Dionne Rose, Parliamentary Reporter
Bruce Golding (left), Leader of the Opposition, and Colonel Trevor MacMillan, former commissioner of police, examine the report put together by the Special Task Force on Crime (STFC), at a press conference held recently at the Jamaica Pegasus, New Kingston. The STFC, headed by Col. MacMillan, was convened by Mr. Golding last December. - Rudolph Brown/Chief Photographer
Opposition Leader Bruce Golding will appoint former Com-missioner of Police, Colonel Trevor MacMillan, to the Senate seat recently vacated by Norman Horne, well-placed sources said last night.
Golding himself was coy on the issue, saying that he had not yet advised Governor-General Professor Kenneth Hall of his decision and declined to confirm or deny whether MacMillan was the man.
When pressed on the issue, he said: "I will not comment at this time."
In a telephone interview from Miami, Florida, MacMillan was similarly elusive on whether he was invited to take the seat.
"Ask the person who is making that decision," he told The Gleaner.

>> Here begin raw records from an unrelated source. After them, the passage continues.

PR #571, opened 2025-05-16
DOC code of Jerry

### LINKED ISSUE #570: DOC code
Re-implement DOC code of Jerry.  I'll try to push this forward the next days.

@TomasTorsvik 
@JorgSchwinger 
@tjiputra

jmaerz:
@TomasTorsvik , @JorgSchwinger and @tjiputra,
this is the PR for Jerries DOC code. It implements the DOC model of Lønborg et al. 2018: Large Stimulation of Recalcitrant Dissolved Organic Carbon Degradation by Increasing Ocean Temperatures.  https://doi.org/10.3389/fmars.2017.00436

It currently supports both, `lkwrbioz_off` and the extended N-cycle (`use_extNcycle`), while the full support of the latest `use_river2omip` developments is still lacking (it is unclear, if some riverine OM should enter the new DOC classes, which could be implemented in `mo_apply_rivin.F90`).  

**Still needs to be done:**
- [x] currently, DOC remin could lead to negative O2, since the factor of 0.33 in the limitation is not summing up to one, when e.g. `use_river2omip` is switched on - also in combination with the new DOM-classes code. Potentially introduce pre-factors: `1*0.33` for default, `0.25*0.33` for DOC classes, `0.3*0.33` for `use_river2omip`, `0.16*0.33` for `use_river2omip`&`use_dom`.  Would this be reasonable - or is there a better distribution for the different classes/types of DOM?
- [x] provide some tuning parameters in the namelist
- [x] Read in initial conditions similar to WOA13
- [x] Rename logical switch from `use_dom` to `use_DOMclasses`?

Closes #570


jmaerz:
@JorgSchwinger and @TimotheeBrgs , I prepared the DOC code of Jerry as much as I can with respect to your new river2omip protocol. However, for full support of it when using Jerrys DOM code, it would be good, if you could have a look into the code and provide potentially suggestions, how to best implement it. Thus far, only the default model is fully supported, when switching on Jerrys DOM code. Implementation of the new DOM code is almost done, while some points are still open (see header of the draft PR), which I will try to take care of soon.

jmaerz:
Hi @tjiputra , @TomasTorsvik , @JorgSchwinger and @TimotheeBrgs , I open this PR for review, despite small expected changes to come in. Namely: addition of some tuning parameters to the bgc namelist. @tjiputra: could you provide a list, which parameters you want to have in the namelist so that they can easily be tuned via the `user_nl_blom`? I saw a number of hard-coded values in `mo_ocprod` - any of those that should become tunable? -if so, any propositions for names?

With regards to the river2omip support for the new DOM-classes code by Jerry: 
We could consider to leave this out of this PR and you guys can discuss this in the aftermath? - so that @TimotheeBrgs could implement this, if wanted/needed, if you agree on this?

tjiputra:
Tunable parameters in mo_param_bgc.F90:
      gammap   = 0.10        ! DOC_l exudation rate [day-1]
      gammapsl = 0.02        ! DOC_sl exudation rate [day-1]
      gammaz   = 0.06        ! DOC_l excretion rate [day-1]
      gammazsl = 0.03        ! DOC_sl excretion rate [day-1]
      alphasl  = 0.18        ! fraction of DOC_sl converted to DOC_sr []
      alphasr  = 0.19        ! fraction of DOC_sr converted to DOC_r  []

in mo_ocprod.F90 (for now):
=====
                bacfra=1.7e6*dtb*exp(-38.e3/(8.314*(ptho(i,j,k)+273.15)))*ocetra(i,j,k,idoc) !increased from 2e5 13082024
                 bacfrasl=5.0e7*dtb*exp(-58.e3/(8.314*(ptho(i,j,k)+273.15)))*ocetra(i,j,k,idocsl)
                 bacfrasr = 1.7e17*dtb*exp(-116.e3/(8.314*(ptho(i,j,k)+273.15)))*ocetra(i,j,k,idocsr)
                 bacfrar  = 5.0e26*dtb*exp(-179.e3/(8.314*(ptho(i,j,k)+273.15)))*ocetra(i,j,k,idocr)
=====

Suggest only the first constant above, with the following naming (supposedly to be added in mo_param_bgc.F90):
docl_remin = 1.7e6
docsl_remin = 5.0e7
docsr_remin = 1.7e17
docr_remin =  5.0e26

jmaerz:
Hi @tjiputra , thanks for coming up with the list - I'll implement this. Will you be preparing the input files similar to WOA-data? - this would allow to start from a reasonable spunup state.

jmaerz:
@tjiputra , while implementing, I realized that you provided `docl_remin=1.7e6`, while in your original code it seems to be: `1.5e6`. Not sure, which to implement as default - just let me know.

tjiputra:
> @tjiputra , while implementing, I realized that you provided `docl_remin=1.7e6`, while in your original code it seems to be: `1.5e6`. Not sure, which to implement as default - just let me know.

please use docl_remin=1.7e6

cime_config/namelist_definition_blom.xml
```diff
@@ -4668,6 +4678,16 @@
...
   </entry>
 
+  <entry id="gammapsl">
+    <type>real</type>
+    <category>bgcparams</category>
+    <group>bgcparams</group>
+    <values>
+      <value>None</value>
+    </values>
+    <desc>zooplankton parameter: 1/d -exudation rate</desc>
```
tjiputra: <desc>phytoplankton parameter: 1/d -DOC_sl exudation rate</desc>

cime_config/namelist_definition_blom.xml
```diff
@@ -4678,6 +4698,16 @@
...
   </entry>
 
+  <entry id="gammazsl">
+    <type>real</type>
+    <category>bgcparams</category>
+    <group>bgcparams</group>
+    <values>
+      <value>None</value>
+    </values>
+    <desc>zooplankton parameter: 1/d -excretion rate</desc>
```
tjiputra: zooplankton parameter: 1/d -DOC_sl excretion rate

tjiputra:
> Hi @tjiputra , thanks for coming up with the list - I'll implement this. Will you be preparing the input files similar to WOA-data? - this would allow to start from a reasonable spunup state.

Is there a script available to prepare this? Any suggestions? I could use CDO for horizontal interpolation, but not sure about vertical.

jmaerz:
Hi @tjiputra , there is the less documented CDO command  `intlevel3D` (or `intlevel` - the latter is easier for the regular WOA grid) that should allow for your use case. Otherwise, by providing some BLOM output and tweaked depth information, the remapping routine in `./utils/iHAMOCC/restart_remapping/` could also be used (but I fear that preparing for this in your case requires the same work as preparing it by using a simple combination of bilinear remapping and applying `intlevel3d` or likely just `intlevel`). I am not entirely sure, which input files you'll be using (which would allow to give better advice).

hamocc/mo_param1_bgc.F90
```diff
@@ -432,9 +442,24 @@ subroutine init_indices()
       itdoc_lc  = -1
       itdoc_hc  = -1
     endif
+    if (use_dom) then
+      i_dom=7
+      idocsl=i_base+i_iso+i_cfc+i_agg+i_nat_dic+i_bromo+i_extn+i_pref+i_shelfage+i_r2o+1
+      idocr =i_base+i_iso+i_cfc+i_agg+i_nat_dic+i_bromo+i_extn+i_pref+i_shelfage+i_r2o+2
```
tjiputra: better:
idocsr =i_base+i_iso+i_cfc+i_agg+i_nat_dic+i_bromo+i_extn+i_pref+i_shelfage+i_r2o+2
idocr =i_base+i_iso+i_cfc+i_agg+i_nat_dic+i_bromo+i_extn+i_pref+i_shelfage+i_r2o+3

tjiputra (commented):
Hi @jmaerz ,
I have reviewed all use_dom related changes.
Many thanks again for implementing these changes.

jerry

tjiputra:
> Hi @tjiputra , there is the less documented CDO command `intlevel3D` (or `intlevel` - the latter is easier for the regular WOA grid) that should allow for your use case. Otherwise, by providing some BLOM output and tweaked depth information, the remapping routine in `./utils/iHAMOCC/restart_remapping/` could also be used (but I fear that preparing for this in your case requires the same work as preparing it by using a simple combination of bilinear remapping and applying `intlevel3d` or likely just `intlevel`). I am not entirely sure, which input files you'll be using (which would allow to give better advice).

I plan on just extracting the DOClvls from one of the last annual outputs. Will try to do this when I get back. many thanks,

jmaerz:
Hi @tjiputra , the plan sounds reasonable - potentially consider using December monthly output particularly for the labile DOC (but I guess, it won't make much of a difference for the spinup). It should be straight forward to remap via cdo bilinear remapping and `intlevel` (no `intlevel3d` needed). 

Do you have suggestions on how to best make use of @TimotheeBrgs `river2omip` implementation to support your DOM classes in `mo_apply_rivin`? I wonder a bit, if there is any change at all needed, since with `river2omip`, the riverine component of DOC is anyway differently treated and only labile DOC input would overlap with your DOM classes.

tjiputra:
Hi @jmaerz ,

I put an example restart files here:
/cluster/projects/nn9560k/tjiputra/DOC_codes/restart_files
containing all four DOCs and four respective preformed tracers.

Regarding your mo_apply_riverin question, I will have a chat with Timothee on Friday to get familiar with what he does with river2omip. 

many thanks,

hamocc/mo_ncout_hamocc.F90
```diff
@@ -1770,6 +1858,24 @@ subroutine hamoccvardef(iogrp,timeunits,calendar,cmpflg)
       call ncdefvar3d(SRF_ATMBROMO(iogrp),cmpflg,'p',                           &
            &   'atmbromo','Atmospheric bromoform',' ','ppt',0)
     endif
+    if (use_dom) then
+      call ncdefvar3d(INT_EXUDL(iogrp),cmpflg,'p','exudlint',                   &
+           &   'Integrated phy exudation to DOC-L',' ','mol C m-2 s-1',0)
+      call ncdefvar3d(INT_EXUDSL(iogrp),cmpflg,'p','exudslint',                 &
+           &   'Integrated phy exudation to DOC-SL',' ','mol C m-2 s-1',0)
+      call ncdefvar3d(INT_EXCRL(iogrp),cmpflg,'p','excrlint',                   &
+           &   'Integrated zoo excretion to DOC-SL',' ','mol C m-2 s-1',0)
```
jmaerz: @tjiputra: Should this read DOC-L (l. 1867)

tjiputra: yes. thank you for noticing this.

jmaerz:
@TomasTorsvik , @tjiputra and @JorgSchwinger , I was now running a first test-year simulation with the new DOM code and after some last technical fixes, it looks good/reasonable: `/cluster/work/users/jma105/archive/chk-DOCjerry3_NOINYOC_T62_tn21_NorESM2.1.3-BLOMmaster` - I just started a resubmission of one year to also check, if the restart works as expected.

TomasTorsvik (approved):

TomasTorsvik:
@jmaerz - great that you also test the restart procedure.
I approve this PR now, but suggest that @tjiputra and @JorgSchwinger also provide a review.

jmaerz:
@TimotheeBrgs , thanks for pointing me to an issue in `mo_ocprod` - and `endif` was misplaced. That should be now fixed.

jmaerz:
Hi @tjiputra , @JorgSchwinger and @TomasTorsvik , to my understanding, the PR is now ready for merging. The only one thing that I am uncertain about is the small re-initialization section in `ini_param_biol` for the `use_DOMclasses` - I feel this doesn't really make sense, since some retuning is likely needed anyways. Thoughts on this @tjiputra ? - I would remove it and merge (those parameters can be put in via `user_nml_blom`, when running the model - note that there were some other parameters also changed since your model version) - and would leave the riverine input application to a future PR.  I leave the further tuning/more testing to @tjiputra since he knows what to expect and how to tune better - I suspect that with the hybrid coordinates, some changes become visible.

jmaerz:
Hi @JorgSchwinger and @tjiputra , apart from potentially removing the re-initialization section in `ini_param_biol`, is there anything else left that hinders to approve and merge the PR? I suspect/suggest the riverine input needs a bit of discussion and could come in as a separate PR (while I would be pragmatic and leave it as is - but leave this up to you).

jmaerz:
@JorgSchwinger , @tjiputra , I give this another ping for review - for further code updates, it would be nice being able to merge this soon, latest early next week (but ideally by tmw afternoon).

tjiputra (approved):
Looks good to me @jmaerz . Thank you very much.

hamocc/mo_ocprod.F90
```diff
@@ -418,8 +437,32 @@ subroutine ocprod(kpie,kpje,kpke,kbnd,pdlxp,pdlyp,pddpo,omask,ptho,pi_ph,psao,pp
...
+                ! R=8.314 J/mol/K (Universal gas constant)
+                ! Ea=38kJ/mol (Activation energy for DOC_L decay)
+                ! A_sl=7.96e9 (day-1) (Theoretical Kc in the absence of Ea)
+                ! R=8.314 J/mol/K (Universal gas constant)
+                ! Ea_sl=58kJ/mol (Activation energy for DOC_L decay)
+                bacfra   = docl_remin*exp(-38.e3/(8.314*(ptho(i,j,k)+tzero)))*ocetra(i,j,k,idoc) !increased from 2e5 13082024
+                !JT if (ocetra(i,j,k,iphosph) >5.e-8) then ! Nutrient thresholds for surface bacteria activity (Anton Salgado, pers. comm.)
+                bacfrasl = docsl_remin*exp(-58.e3/(8.314*(ptho(i,j,k)+tzero)))*ocetra(i,j,k,idocsl)
+                bacfrasr = docsr_remin*exp(-116.e3/(8.314*(ptho(i,j,k)+tzero)))*ocetra(i,j,k,idocsr)
+                bacfrar  = docr_remin*exp(-179.e3/(8.314*(ptho(i,j,k)+tzero)))*ocetra(i,j,k,idocr)
```
JorgSchwinger: For consistency, use the above temperature range (variable `temp`)? There we have `temp = min(40.,max(-3.,ptho(i,j,k)))`

JorgSchwinger (commented):
@jmaerz Thanks for integrating this into the current code! I have two comments:

1) There is now no possibility to start the DOM-code from scratch, the current initial conditions are always used and it won't be possible to start the model without. However, we would want to have this capability.

2) I'm not so happy with the fact that the preformed DOM tracers are handled differently than the other preformed tracers. If I switch off the option for preformed tracers, I would expect that this switches them off altogether. However the DOM preformed tracers are now ALWAYS on, and I do not see a particular reason for this.

jmaerz:
@JorgSchwinger and @tjiputra , wrt 2. (usage of preformed DOM tracers): I had this discussion with Jerry as well, while he was in favor keeping the preformed DOM tracers handled with the regular DOM tracers. Please agree on the treatment among you two. 

Wrt to restarting from scratch: I will have a look, while it is always possible to generate the file and fill them with initial conditions of your choice...

tjiputra:
Regarding point (2), i agree with @JorgSchwinger that it's awkward that they are separated, and would suggest combining them. My point during a discussion with @jmaerz is that i think preformed tracers should all be default turned on. Without proper interior ocean values, they are quite useless. And in order to have reasonable values, they need to be turned on throughout all spin-ups. I do understand that they will slow down the execution time. In CMIP6 version, i ended up having to run an extended spin up and new set of scenarios in order to use the preformed tracers.

jmaerz:
Ok, this means to combine the switches in the way:
```
if (use_pref_tracers .and. use_DOCclassses) then
! perform preformed DOM tracer code
endif
```
That's how I also would have supported/done it - great to agree on this. I'll try to implement this soon.

hamocc/mo_ocprod.F90
jmaerz: Done.

jmaerz:
@JorgSchwinger , I now separated out the preformed DOC tracers.
With regards to DOM initialization: I don't see such a switch or similar for PO4, NO3, etc. either. Not sure, if we really need such a switch (I am not foreseeing long spinup times needed for such simulations - and if so, the memory of the initial distribution currently set is likely anyway gone). If still requested, such switch could come in a separate PR (to make this clean for -all?- tracers). Easiest solution right now is copying the input file, exchange values to desired initial values and use the modified file as input, if needed.

JorgSchwinger:
But the difference for PO4 and NO3 is that we start from observations. The DOM initialization depends on the model physics and tuning (e.g. I actually fear that the current initial file is not so super useful since it is based on simulations with isopycninc coordinates and a quite different tuning (lkwrbiozoff=flase). I would assume that one needs to create new initial conditions with each major update of the model (and at least the DOCR should take quite some time to spinup - at least that was Jerry's point)

jmaerz:
@JorgSchwinger , I now introduced an additional switch to facilitate either starting from former simulations from Jerry or start from scratch. However, since for these DOM simulations long spinup times are needed, while the interest is mainly in the upper 1000m ocean in CMIP-type simulations, I would encourage to start the simulations always from long-spun-up simulations - here Jerrys initial simulations - despite changes in ocean physics, etc. - on the longer run, the shorter lived DOM classes will adjust quickly anyway, while the more refractory classes will likely have lesser drift with further spin-up.  Once the CMIP7 spinup is done with (potentially) these DOM classes, one could write new DOM classes initial files for further future simulations. It would be good to merge this soon.

JorgSchwinger (approved):

jmaerz:
Initialization works now as wished/expected. I merge this now.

The Senate is the Upper Chamber of the Jamaican legislature with 21 unelected members, 13 of whom are appointed by the Governor-General on the recommendation of the Prime Minister and eight by the Leader of the Opposition.
Revoking appointments
The Constitution, however, is silent on whether appointments can be revoked, an issue that came to the fore recently when Horne, appointed by Golding's predecessor, Edward Seaga, resigned from the JLP a year ago but refused to give up his seat.
He recently relented in the face of Opposition threats to take the issue to court and public question about the morality of his retention of the seat after he joined the ruling People's National Party (PNP).

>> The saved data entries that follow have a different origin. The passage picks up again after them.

PR #572, opened 2025-05-19
Add output for dust and soluble iron deposition fluxes

JorgSchwinger:
This PR adds output for the fluxes of total dust and of soluble iron to the surface ocean. It is a first step for introducing a new iron-deposition input data set, that will be done in a separate PR.

### DIFF
--- a/hamocc/mo_apply_fedep.F90
+++ b/hamocc/mo_apply_fedep.F90
@@ -55,15 +55,18 @@ contains
     real    :: dustinp
 
     ! dust flux from the atmosphere to the surface layer; dust fields are
-    ! monthly mean values (kg/m2/month - assume 30 days per month here)
-    ! dissolved iron is a fixed fraction (typically 3.5%), and immediately released
-
+    ! monthly mean values (kg/m2/month - assume 30 days per month here).
+    ! The iron content of dust is a fixed fraction (typically 3.5%), of 
+    ! which a fixed fraction (typically 1%) is soluble (bioavailable) and immediately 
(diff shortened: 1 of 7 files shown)


TomasTorsvik (approved):
@JorgSchwinger - thanks, looks fine to me!

hamocc/mo_apply_fedep.F90
```diff
@@ -62,9 +62,10 @@ subroutine apply_fedep(kpie,kpje,kpke,pddpo,omask,dust)
     do j = 1,kpje
       do i = 1,kpie
         if(omask(i,j) > 0.5) then
-          dustinp = dust(i,j) / 30. * dtb / pddpo(i,j,1)
-          ocetra(i,j,1,ifdust) = ocetra(i,j,1,ifdust) + dustinp
-          ocetra(i,j,1,iiron) = ocetra(i,j,1,iiron) + dustinp * perc_diron
+          dustflx(i,j,itdust)  = dust(i,j) / 30. * dtb / pddpo(i,j,1)
+          dustflx(i,j,isfe)    = dust(i,j) / 30. * dtb / pddpo(i,j,1) * perc_diron
```
jmaerz: Could be simplified to `dustflx(i,j,isfe)  = dustflx(i,j,itdust)*perc_diron` (and in the next step, when exchanging the input, vice versa). Maybe add a comment on unit convesrion here (i.e. it is percent-iron  * kmol/kg factor, which is included in perc_diron).

jmaerz (approved):
Thanks for bringing this output in.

It was not clear whether MacMillan, if Golding goes through with his plan, will sit in the House as an 'independent', an image he has sought to cultivate in Jamaican public life, or as clear appointee of the JLP, carrying the party's mandate.
Although the former Jamaica Defence Force (JDF) officer served for three years as police chief, between 1993 and 1996, under the present Government, his bitter departure from the post and his frequent criticism of administration policy have cast him in the view of government sympathisers as anti-PNP.
That view was reinforced in Government circles when MacMillan was last December appointed by Golding to head a Task Force on Crime, on which also sat a number of independent-minded professionals.